Eine entscheidende Rolle spielt aus Sicht der Sachverständigen dabei das sogenannte Ehegattensplitting. Für verheiratete Frauen setze es negative Erwerbsanreize. Änderungen im Steuerrecht könnten für eine gleichmäßigere Verteilung der individuellen Nettoeinkommen bei gleichbleibender Steuerbelastung der Paare und so für eine bessere Einbindung von Frauen im Arbeitsmarkt sorgen. Ebenfalls kritisch sehen die Wissenschaftlerinnen und Wissenschaftler aus diesem Grund die beitragsfreie Mitversicherung von nicht oder nur geringfügig erwerbstätigen Ehepartnerinnen in den gesetzlichen Kranken- und Pflegeversicherungen.

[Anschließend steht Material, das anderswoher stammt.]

PR #99, opened 2024-03-06
Lightning cli

EthanMarx:
This PR does a bit of restructuring / generalizing with the following high level goals:

## Main goals:
1. Support use of the `LightningCLI` to get rid of `typeo` dependency
2. Generalize our `DataModule` to support both "on the fly" and from disk waveform generation
3. Begin generalizing `DataModule` to be agnostic to waveform type (e.g CBC / sine-Gaussian)

## Additional notable features:
1. Use local whitening in place of a fixed whitener
2. Allow data-loading from multiple background files (i.e multiple segments)

### `BaseDataset` 

`BaseDataset` handles most of the data-loading and preprocessing logic. The idea is to have as subclasses a `WaveformGeneratorDataset` (implemented in this PR) that generates waveforms on the fly and a `FromDiskDataset` (not yet implemented) that will load waveforms from disk. The key methods that these two subclasses need to implement are:

- `fit_scaler`: Defines how to fit the standard scaler. 
    - `WaveformGeneratorDataset`: this amounts to sampling some number of parameters from the prior and using those. 
    - `FromDiskDataset`: the pre-sampled parameters will be loaded from disk and used
- `get_val_waveforms`: Defines how to generate / load validation waveforms. 
    -  `WaveformGeneratorDataset`: Some specified number of waveforms will be generated. Note that these will be split across the number of devices for distributed validation, and each device will have a unique set of waveforms. Note also that these waveforms are generated once up front so that each epoch uses the same exact validation set. 
    - `FromDiskDataset`: Via some parameter like e.g. `valid_frac`, a portion of the waveforms saved on disk will be used for validation. There should also be  logic to split these across devices.
 - `sample_waveforms`: Defines how waveforms are sampled 
     - `WaveformGeneratorDataset`: Parameters are sampled and waveforms generated on the fly
    - `FromDiskDataset`: Waveforms are sampled from pre-computed set in memory. In the future could support loading form multiple waveform files on disk to increase quantity of waveforms available.

    
## Architecture re-structure
- Introduces `FlowArchitecture` class that is a `PyroModule` ( i.e. a `torch.nn.Module`). `FlowArchitecture` takes an `Embedding` as an argument such that embeddings and flows are fully decoupled. `jsonargparse` (the workhorse behind `LightningCLI`) makes it really easy to configure thins like this. For an example, see the example `config.yaml` in this PR. 

- The neural-network architecture used is now fully decoupled from the `pl.LightningModule`. We have done something similar in `aframe`. So now the `LightningModule` looks something like 

```python 
class PEModel(pl.LightningModule):
    def __init__(
        self,
        arch: FlowArchitecture,
        patience: Optional[int] = None,
        save_top_k_models: int = 10
        ....
    ) -> None:
        super().__init__()
        self.model = arch

    def forward(self, parameters, strain) -> Tensor:
        return -self.model.log_prob(parameters, context=strain)

    def training_step(self, batch, _):
        strain, parameters = batch
        loss = self(parameters, strain).mean()
        self.log(
            "train_loss",
            loss,
            on_step=True,
            on_epoch=True,
            prog_bar=True,
            sync_dist=False,
            logger=True,
        )
        return loss
       ....
```

Now, the `LightningModule` is fully agnostic to the exact architecture it is training. As long as the architecture implements the requirements of `FlowArchitecture` it will be good to go. 

## TODOs
Right now the `WaveformGenerator` class is hardcoded to use a `SineGaussian` model. I think the best way to generalize this to arbitrary waveform models is to take @deepchatterjeeligo's `FrequencyDomainWaveformGenerator` object and move it to `ml4gw`.


projects/sandbox/train/train/data/base.py
```diff
@@ -0,0 +1,516 @@
...
+        fnames = list(test_dir.glob("*.hdf5"))
+        return fnames
+
+    def train_val_split(self) -> Sequence[str]:
+        """
+        Split background files into training and validation sets
+        based on the requested duration of the validation set
+        """
+        fnames = sorted(self.train_val_fnames)
+        durations = [int(fname.stem.split("-")[-1]) for fname in fnames]
```
deepchatterjeeligo, line 187: This is making some assumptions about the filenames that did not used to be the case before. Use a regex pattern here to be more robust and explicit. Also, mention in a comment how what is the standard format, for example, gwosc hdf5 format.

projects/sandbox/train/train/data/base.py
```diff
@@ -0,0 +1,516 @@
...
+        valid_fnames = []
+        valid_duration = 0
+        while valid_duration < self.hparams.min_valid_duration:
```
deepchatterjeeligo, line 190: This will throw an error if there is only one background hdf5 file that matches the glob, but is long enough. Can we allow for that?

projects/sandbox/train/train/data/base.py
```diff
@@ -0,0 +1,516 @@
...
+    # ================================================ #
+    # Utilities for initial data loading and preparation
+    # ================================================ #
+    def setup(self, stage: str) -> None:
+        world_size, rank = self.get_world_size_and_rank()
+        self._logger = self.get_logger(world_size, rank)
+
+        # infer sample rate directly from background data
+        with h5py.File(self.train_fnames[0], "r") as f:
+            sample_rate = 1 / f[self.hparams.ifos[0]].attrs["dx"]
```
deepchatterjeeligo, line 227: This "dx" key is also a breaking change, and makes assumptions about the hdf5 dataset. This comment is tied to the one above.

projects/sandbox/train/train/data/generator.py
```diff
@@ -0,0 +1,163 @@
...
+        transformed = self.transform(fit_params)
+        transformed = [v for k, v in transformed.items()]
+        parameters = torch.vstack(transformed)
+
+        scaler.fit(parameters)
+        return scaler
+
+    def get_waveforms(self, num_waveforms: int):
+        cross, plus, parameters = self.sample_waveforms(
+            num_waveforms, device="cpu"
```
deepchatterjeeligo, line 88: Why are we hardcoding the device to cpu here? This will have to be followed by a transfer, which is unnecessary if the data is directly generated on the GPU. Can we not use `self.datamodule.device`?

projects/sandbox/train/train/data/base.py
```diff
@@ -0,0 +1,516 @@
...
+
+        return torch.utils.data.DataLoader(
+            dataset,
+            pin_memory=False,
+            batch_size=batch_size,
+            num_workers=self.num_workers,
+        )
+
+    def train_dataloader(self):
+        dataset = Hdf5TimeSeriesDataset(
```
deepchatterjeeligo, line 495: I'm seeing the source code of the Hdf5 dataset. This does not preserve existing behavior of pushing the entire background to the GPU. From what I understand this will load background on the CPU and do a transfer to the GPU. Is that correct?

projects/sandbox/train/train/model.py
```diff
@@ -0,0 +1,209 @@
...
+
+    def get_logger(self):
+        logger_name = "PEModel"
+        return logging.getLogger(logger_name)
+
+    def on_fit_start(self):
+        datamodule = self.trainer.datamodule
+        for item in datamodule.__dict__.values():
+            if isinstance(item, torch.nn.Module):
+                item.to(self.device)
```
deepchatterjeeligo, line 65: This confirms my comment above using the HDF5 dataset class. Using this trick, we are not really generating the waveforms on the GPU, but transferring it after generating it on the CPU.

projects/sandbox/train/train/model.py
```diff
@@ -0,0 +1,209 @@
...
+            self.hparams.num_samples_draw, context=strain
+        )
+        descaled = self.trainer.datamodule.scale(samples, reverse=True)
+        result = self.cast_as_bilby_result(
+            descaled.cpu().numpy(),
+            parameters.cpu().numpy()[0],
+        )
+        self.test_results.append(result)
+
+        if batch_idx % 100 == 0 and self.num_plotted < self.num_corner:
```
deepchatterjeeligo, line 160: Can we make this `100` a configuration. I had been meaning to do this, but left it hardcoded thus far.

projects/sandbox/train/train/model.py
```diff
@@ -0,0 +1,209 @@
...
+            skymap_filename = self.outdir / f"{self.num_plotted}_mollview.png"
+            corner_filename = self.outdir / f"{self.num_plotted}_corner.png"
```
deepchatterjeeligo, line 162: Let's also dump the result file as json or pickle for the cases where we have the mollview and corner plots.

projects/sandbox/train/train/waveforms.py
```diff
@@ -0,0 +1,112 @@
...
+                A callable that returns cross and plus polarizations
+                given a set of parameters.
+            duration:
+                The duration of the waveform in seconds
+            sample_rate:
+                Sample rate of the waveform in Hz
+            f_min:
+                The minimum frequency of the waveform in Hz
+            f_max:
+                The maximum frequency of the waveform in Hz
```
deepchatterjeeligo, line 33: add docstring for `padding`

deepchatterjeeligo (changes requested):
Hi @EthanMarx this is a good refactor. I like most aspects of it, but I think as it stands now, it is losing some of the features of the InMemoryDatasets from ml4gw. We should preserve that along with this new HDF5 dataset addition.

projects/sandbox/train/train/data/base.py
EthanMarx: Yeah I can add a regex for it: The format is `{prefix}-{t0}-{duration}.hdf5`.

deepchatterjeeligo: I was trying this out with some gwosc background, and now thinking about this further, this also needs the ifo in front. Like `H-H1_GWOSC_O3b_4KHZ_R1-1262243840-4096.hdf5` ; `L-L1_GWOSC_O3b_4KHZ_R1-1262243840-4096.hdf5`. Same under /dev/shm/kafka: `H-H1_O3ReplayMDC_llhoft-1394823647-1.gwf`

deepchatterjeeligo: What I am saying is we should move to something like the online streaming frames instead of using something custom.

projects/sandbox/train/train/model.py
EthanMarx: Waveforms should still be generated on GPU

projects/sandbox/train/train/model.py
EthanMarx: Since our test set is generated randomly I think we can get rid of this right?

projects/train/train/data/datasets/base.py
```diff
@@ -0,0 +1,455 @@
...
+        return strain, parameters
+
+    # ================================================ #
+    # Dataloaders used by lightning
+    # ================================================ #
+
+    def train_dataloader(self):
+        # if we only have one training file
+        # load it into memory and use InMemoryDataset
+        if len(self.train_fnames) == 1:
```
deepchatterjeeligo, line 348: Please add a self.log("Using InMemoryDataset/HDF5Dataset...") statement under each conditional.

projects/train/train/data/datasets/base.py
```diff
@@ -0,0 +1,455 @@
...
+        waveform_dataloader = torch.utils.data.DataLoader(
+            waveform_dataset,
+            batch_size=self.val_batch_size,
+            shuffle=False,
+            pin_memory=False,
+        )
+
+        # build background dataloader
+        val_background = self.val_background[0][:, rank:]
+
```
deepchatterjeeligo, line 397: Add self.log statement here about the InMemoryDataset usage (like above)

projects/train/train/data/datasets/base.py
```diff
@@ -0,0 +1,455 @@
...
+            batch_size=self.val_batch_size,
+            batches_per_epoch=len(waveform_dataloader),
+            coincident=False,
+            shuffle=False,
+        )
+
+        background_dataloader = torch.utils.data.DataLoader(
+            background_dataset, pin_memory=False
+        )
+        return ZippedDataset(
```
deepchatterjeeligo, line 410: What is the reason behind returning both dataloaders for validation and testing?

projects/train/train/data/waveforms/generator/cbc.py
```diff
@@ -0,0 +1,131 @@
...
+                The maximum frequency of the waveform in Hz
+            padding:
+                The amount of padding to add to the right
+                of the waveform in seconds
+            waveform_arguments:
+                A dictionary of fixed arguments to pass to the waveform model
+        """
+        super().__init__(*args, **kwargs)
+        waveform_arguments = waveform_arguments or {}
+        self.waveform = partial(approximant, **waveform_arguments)
```
deepchatterjeeligo, line 50: What keyword arguments are you passing via `waveform_arguments`?

projects/train/train/data/waveforms/generator/cbc.py
```diff
@@ -0,0 +1,131 @@
+import math
+from functools import partial
+from typing import Any, Callable, Dict
+
+import torch
+from train.data.waveforms.generator.generator import WaveformGenerator
+
+
+class CBCGenerator(WaveformGenerator):
```
deepchatterjeeligo, line 9: Let's add FrequencyDomain in the name, since this will work when the callable returns h(f)

deepchatterjeeligo (changes requested):
@EthanMarx I like this. I have left some comments. In terms of design this is great. Once you have completed a run with this, let's get this in.

projects/train/train/cli.py
```diff
@@ -0,0 +1,80 @@
+from lightning.pytorch.cli import LightningCLI
+from train.data.datasets.base import AmplfiDataset
+from train.models.base import AmplfiModel
+
+
+class AmplifiCLI(LightningCLI):
```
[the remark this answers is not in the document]
EthanMarx: Good catch

projects/train/train/data/datasets/flow.py
```diff
@@ -0,0 +1,38 @@
+import torch
+from train.data.datasets.base import AmplfiDataset
+
+
+class FlowDataset(AmplfiDataset):
+    """
+    Lightning DataModule for training normalizing flow networks
```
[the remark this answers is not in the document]
EthanMarx: Yup will do that. I plan on adding documentation to each method in this whole object.

projects/train/train/data/waveforms/generator/cbc.py
EthanMarx: For CBC, I think the only one is `f_ref`. The idea here is to fix certain arguments that aren't randomly sampled

projects/train/train/data/datasets/base.py
EthanMarx: So for validation and testing I wanted to make sure that things are deterministic between each epoch so that our validation score is directly comparable. So, I generate the validation and testing waveforms once up front before training begins.

Then, the waveforms and background are loaded together and injected in the `on_after_batch_transfer` function

projects/train/train/losses.py
```diff
@@ -0,0 +1,46 @@
...
+
+        std_x = torch.sqrt(x.var(dim=0) + 0.0001)
+        std_y = torch.sqrt(y.var(dim=0) + 0.0001)
+        std_loss = (
+            torch.mean(F.relu(1 - std_x)) / 2
+            + torch.mean(F.relu(1 - std_y)) / 2
+        )
+
+        x = (x - x.mean(dim=0)) / x.std(dim=0)
+        y = (y - y.mean(dim=0)) / y.std(dim=0)
```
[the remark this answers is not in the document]
EthanMarx: To clarify, we don't need to divide by the `std`?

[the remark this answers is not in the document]
deepchatterjeeligo: right we do not need to divide by std, since we want the full covariance

projects/train/train/architectures/flows/maf.py
```diff
@@ -0,0 +1,57 @@
+import torch
+import torch.distributions as dist
+from pyro.distributions.conditional import ConditionalComposeTransformModule
+from pyro.distributions.transforms import ConditionalAffineAutoregressive
+from pyro.nn import ConditionalAutoRegressiveNN
+from train.architectures.flows import FlowArchitecture
+
+
+class MaskedAutoRegressiveFlow(FlowArchitecture):
```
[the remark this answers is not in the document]
deepchatterjeeligo: For IAF: https://arxiv.org/pdf/1606.04934 for MAF: https://arxiv.org/abs/1705.07057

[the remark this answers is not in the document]
deepchatterjeeligo: Both are based on this paper: https://proceedings.mlr.press/v37/germain15.html which first reports the use of masked linear layers for auto-regressive transforms.

projects/train/apptainer.def
```diff
@@ -0,0 +1,37 @@
...
+# are installed editably, so we'll opt for using
+# the full poetry machinery without using a
+# virtual environment. Note that this can potentially
+# cause issues if the poetry install makes changes to
+# the virtualenv package in the base environment, so
+# we'll hard pin it to the value we need.
+# TODO: there's got to be a better solution here
+python -m pip install poetry
+cd /opt/amplfi/projects/train
+poetry export -o requirements.txt --without-hashes \
```
deepchatterjeeligo, line 24: Why not simply
```
python -m pip install --no-deps -r <(poetry export --without-hashes)
pip install --no-deps .
```

projects/train/apptainer.def
```diff
@@ -0,0 +1,37 @@
...
+Bootstrap: docker
+From: python:3.10.12-slim-bullseye
+Stage: final
+
+%files from build
+/opt/amplfi /opt/amplfi
+
+%post
+cd /opt/amplfi/projects/train
+pip install -r requirements.txt --no-deps --no-cache-dir
```
deepchatterjeeligo, line 36: this part is not needed, see comment above

projects/train/configs/flow/cbc.yaml
```diff
@@ -0,0 +1,82 @@
...
+seed_everything: 101588
+trainer:
+  accelerator: auto
+  strategy: auto
+  devices: auto
+  profiler: "simple"
+  logger:
+    - class_path: lightning.pytorch.loggers.WandbLogger
+      init_args:
+        save_dir: "/home/ethan.marx/amplfi/runs/first-lightning-run/train/"
```
deepchatterjeeligo, line 11: Is there a way to get this from an environment variable. Otherwise this will be a diff everytime based on who creates an MR

projects/train/apptainer.def
EthanMarx: Yup, think that one liner would work too let me try it out

projects/train/configs/flow/cbc.yaml
EthanMarx: Yeah good point there definitely is let me dig into it.

projects/train/train/data/waveforms/generator/cbc.py
deepchatterjeeligo: OK great. Let's add that under the docstring i.e. `A dictionary of fixed arguments to pass to the waveform model. E.g. ``f_ref`` which stays constant for the run.`

projects/train/configs/flow/cbc.yaml
deepchatterjeeligo: We can use the link_arguments feature here with

```
compute_fn=lambda x: os.getenv(x) if x.startswith("$") else x
```
or something equivalent to attach the paths. Need to be careful of
```
    save_dir: "$AMPLFI_SAVE_DIR"
```
vs `${AMPLFI_SAVE_DIR}` but that's a minor detail.

projects/train/train/architectures/losses.py
```diff
@@ -0,0 +1,41 @@
+"""Module storing loss functions"""
+import torch
+import torch.nn.functional as F
+from torch import nn
+
+
+# implemented from https://github.com/violatingcp/codec
+class VICRegLoss(nn.Module):
+    def forward(self, x, y, wt_repr=1.0, wt_cov=1.0, wt_std=5.0):
```
deepchatterjeeligo, line 9: Let's keep the default to be `1` for the weights.

deepchatterjeeligo (approved):
Looks good.

EthanMarx:
Great gonna merge - most of the tests are obsolete now. We can add those workflows back in slowly overtime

Kinderbetreuung ausbauen und Arbeitszeiten flexibler gestalten: Faire Aufgabenteilung braucht bessere Vereinbarkeit

Damit sowohl Väter wie Mütter einer existenzsichernden Beschäftigung nachgehen können, muss laut dem Familienbericht aber auch die Vereinbarkeit von Familie und Beruf erleichtert werden. Ein wichtiger Baustein ist in diesem Hinblick der Ausbau der Kinderbetreuung vom Krippen- bis hin zum Grundschulalter. Unternehmen sind ebenfalls gefordert, Familien besser zu unterstützen. Hier sehen die Sachverständigen vor allem flexible Arbeitszeitmodelle und die Möglichkeit vom Homeoffice aus zu arbeiten als wichtige Instrumente.

Darüber hinaus könne die Weiterentwicklung des Elterngeldes einen Beitrag dazu leisten, dass Elternpaare die Sorgearbeit gerechter aufteilen. Studien zeigen, dass Väter, die Elterngeld beziehen, anschließend eine aktivere Rolle in der Familie übernehmen. Das ist vor allem dann der Fall, wenn Väter ihre Elterngeldmonate unabhängig von den Elterngeldmonaten der Mutter nehmen. Aus Sicht der Kommission kann es deshalb unter anderem sinnvoll sein, individuelle Elterngeldmonate künftig stärker zu fördern.